Start of Exercise data

PR #27, opened 2015-09-14
Support installation of Neutron ZVM Driver

dirkmueller:
Allow deploying with the ZVM L2 driver.


tboerger:
Beside the style offenses LGTM

chef/data_bags/crowbar/bc-template-neutron.schema
```diff
@@ -83,6 +83,11 @@
                       "tz_uuid": { "type" : "str", "required" : true },
                       "l3_gw_uuid": { "type" : "str", "required" : true }
                     }},
+                    "zvm": { "type": "map", "required": true, "mapping": {
+                      "zvm_xcat_server": { "type": "str", "required": true },
+                      "zvm_xcat_username": { "type": "str", "required": true },
+                      "zvm_xcat_password": { "type": "str", "required": true }
+                    }},
```
MaximilianMeister: will these 3 parameters then be taken out of nova? you have mentioned some day IIRC that nova could use these attributes from neutron, as neutron is required by nova anyway.

chef/cookbooks/neutron/templates/default/neutron_zvm_plugin.ini.erb
```diff
@@ -0,0 +1,52 @@
+[AGENT]
```
vuntz: I don't see any code using the template? Not there yet, or forgotten?

chef/cookbooks/neutron/attributes/default.rb
```diff
@@ -63,6 +63,8 @@
     ovs_agent_name: "openstack-neutron-openvswitch-agent",
     lb_agent_pkg: "openstack-neutron-linuxbridge-agent",
     lb_agent_name: "openstack-neutron-linuxbridge-agent",
+    zvm_agent_pkg: "openstack-neutron-zvm-agent",
+    zvm_agent_name: "openstack-neutron-zvm-agent",
```
rhafer: There is nothing that currently uses these attributes. But I guess that's why this is still tagged as [WIP] :)

chef/cookbooks/neutron/recipes/server.rb
```diff
@@ -159,6 +160,11 @@
   # on whether one of the external networks will share the physical interface
   # with "nova_fixed".
   external_networks = ["nova_floating"]
+
+  # XXX define the xcat management network when needed
+  if true
+    external_networks += ["xcatvsw1"]
```
bmwiedemann: test failed with
undefined method `to_hash' for nil:NilClass
in
13:      external_networks.each do |net|
14>>       networks[net] = node["network"]["networks"][net].to_hash

MaximilianMeister: not that it fixes the above error, but stylewise maybe use `external_networks.push("xcatvsw1")`

chef/cookbooks/neutron/recipes/common_agent.rb
```diff
@@ -112,6 +112,7 @@
 # ML2 configuration: L2 agent and L3 agent
 if neutron[:neutron][:networking_plugin] == "ml2"
   ml2_mech_drivers = neutron[:neutron][:ml2_mechanism_drivers]
+  ml2_mech_drivers = ["zvm"] if node["kernel"]["machine"] =~ /s390x/
```
mmnelemane: Here still "ml2_mech_drivers" is overwritten

chef/cookbooks/neutron/recipes/common_agent.rb
```diff
@@ -151,6 +156,13 @@
         interface_mappings += mapping
       end
     end
+  when ml2_mech_drivers.include?("zvm")
```
vuntz: Because of this code, I understand that the user can pick only one of ovs, linuxbridge and zvm. That means we need to change the UI of the barclamp accordingly, but I don't see code for that.

chef/cookbooks/neutron/recipes/common_agent.rb
```diff
@@ -14,6 +14,8 @@
 # limitations under the License.
 #
 
+zvm_compute_node = search(:node, "roles:nova-compute-zvm") || []
```
vuntz: In case you update the PR, can you do something like: `use_zvm = not zvm_compute_nodes.empty?` and then use `use_zvm` (in both recipes).

chef/cookbooks/neutron/recipes/server.rb
```diff
@@ -13,8 +13,11 @@
 # limitations under the License.
 #
 
+zvm_compute_node = search(:node, "roles:nova-compute-zvm") || []
+
 pkgs = node[:neutron][:platform][:pkgs] + node[:neutron][:platform][:pkgs_fwaas]
 pkgs += node[:neutron][:platform][:pkgs_lbaas] if node[:neutron][:use_lbaas]
+pkgs << node[:neutron][:platform][:zvm_agent_pkg] if node[:neutron][:networking_plugin] == "ml2"
```
vuntz: Shouldn't we do that only if `ml2_mech_drivers.include?("zvm")` (like in the other recipes)?

vuntz:
Actually, I'm confused as to when the code is running: some tests are checking for zvm compute nodes, some tests are testing for the mechanism to be specified in the proposal. Which one is the right one?

vuntz:
@dirkmueller can we quickly mumble after your refinement on this? I'm still confused and it will be faster to chat :-)

chef/cookbooks/neutron/recipes/common_agent.rb
dirkmueller: done

chef/cookbooks/neutron/recipes/common_agent.rb
dirkmueller: @vuntz you can pick whatever you want, it will only be used for hypervisors that are not the ZVM type. the ZVM one uses vlan networking (hardcoded)

chef/cookbooks/neutron/recipes/server.rb
```diff
@@ -169,6 +179,9 @@
   #TODO(vuntz): temporarily disable the hyperv mechanism since we're lacking networking-hyperv from stackforge
   #ml2_mechanism_drivers = node[:neutron][:ml2_mechanism_drivers].dup.push("hyperv")
   ml2_mechanism_drivers = node[:neutron][:ml2_mechanism_drivers].dup
+  if zvm_compute_node.first
```
toabctl: ```if use_zvm``` ...

chef/cookbooks/neutron/recipes/common_agent.rb
vuntz: Just to document some offline discussion: my first concern is invalid because this is added to the array a few lines earlier (`ml2_mech_drivers.push("zvm")`), but my concern about "only one of ovs, linuxbridge and zvm" still stands, because now this means that as soon as we have a zvm compute node, we stop configuring ovs and lb (since it's a `case`, not a `if`).

toabctl:
+1 (assuming you tested it and it works)

chef/cookbooks/neutron/recipes/server.rb
```diff
@@ -13,8 +13,14 @@
 # limitations under the License.
 #
 
+zvm_compute_node = search(:node, "roles:nova-compute-zvm") || []
+use_zvm = !zvm_compute_node.empty?
```
vuntz: In case the PR gets updated again (no need to update it just for that):

I know it doesn't change anything to the code path here, but for better readability, I would move the `node[:neutron][:networking_plugin] == "ml2"` test to be part of `use_zvm`.

chef/cookbooks/neutron/recipes/common_agent.rb
dirkmueller: which is correct on the nova-zvm node. I've updated the condition that should fix this concern.

chef/cookbooks/neutron/recipes/server.rb
```diff
@@ -13,8 +13,14 @@
 # limitations under the License.
 #
 
+zvm_compute_node = search(:node, "roles:nova-compute-zvm") || []
+use_zvm = node[:neutron][:networking_plugin] == "ml2" && !zvm_compute_node.empty?
+
 pkgs = node[:neutron][:platform][:pkgs] + node[:neutron][:platform][:pkgs_fwaas]
 pkgs += node[:neutron][:platform][:pkgs_lbaas] if node[:neutron][:use_lbaas]
+if use_zvm
+  pkgs << node[:neutron][:platform][:zvm_agent_pkg] if node[:neutron][:networking_plugin] == "ml2"
```
vuntz: No need for the `if node[:neutron][:networking_plugin] == "ml2"` anymore here.

chef/cookbooks/neutron/recipes/common_agent.rb
vuntz: @dirkmueller thanks, now I finally understand :-)

chef/cookbooks/neutron/recipes/common_agent.rb
```diff
@@ -112,6 +115,9 @@
 # ML2 configuration: L2 agent and L3 agent
 if neutron[:neutron][:networking_plugin] == "ml2"
   ml2_mech_drivers = neutron[:neutron][:ml2_mechanism_drivers]
+  if use_zvm && node.roles.include?("nova-compute-zvm")
```
vuntz: What about killing `use_zvm` which is only used here and only keeping `if node.roles.include?("nova-compute-zvm")`?

vuntz:
I'm happy to see this merged and I can create a followup PR for the nitpicks if preferred.

+1

aplanas:
LGTM +1

vuntz:
> I can create a followup PR for the nitpicks if preferred.

https://github.com/crowbar/crowbar-openstack/pull/234

rossella:
+1

PR #28, opened 2015-09-16
Add support for external database configuration

mjura:
Add support for external database configuration


vuntz:
Before really reviewing: why is this ceilometer-only? Don't we want this for everything?

mjura:
Let's close it for now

End of Exercise data

Problem description:
The answer must be every line of the entries that includes the word "confused".

Finished exercise:
Actually, I'm confused as to when the code is running: some tests are checking for zvm compute nodes, some tests are testing for the mechanism to be specified in the proposal. Which one is the right one?
@dirkmueller can we quickly mumble after your refinement on this? I'm still confused and it will be faster to chat :-)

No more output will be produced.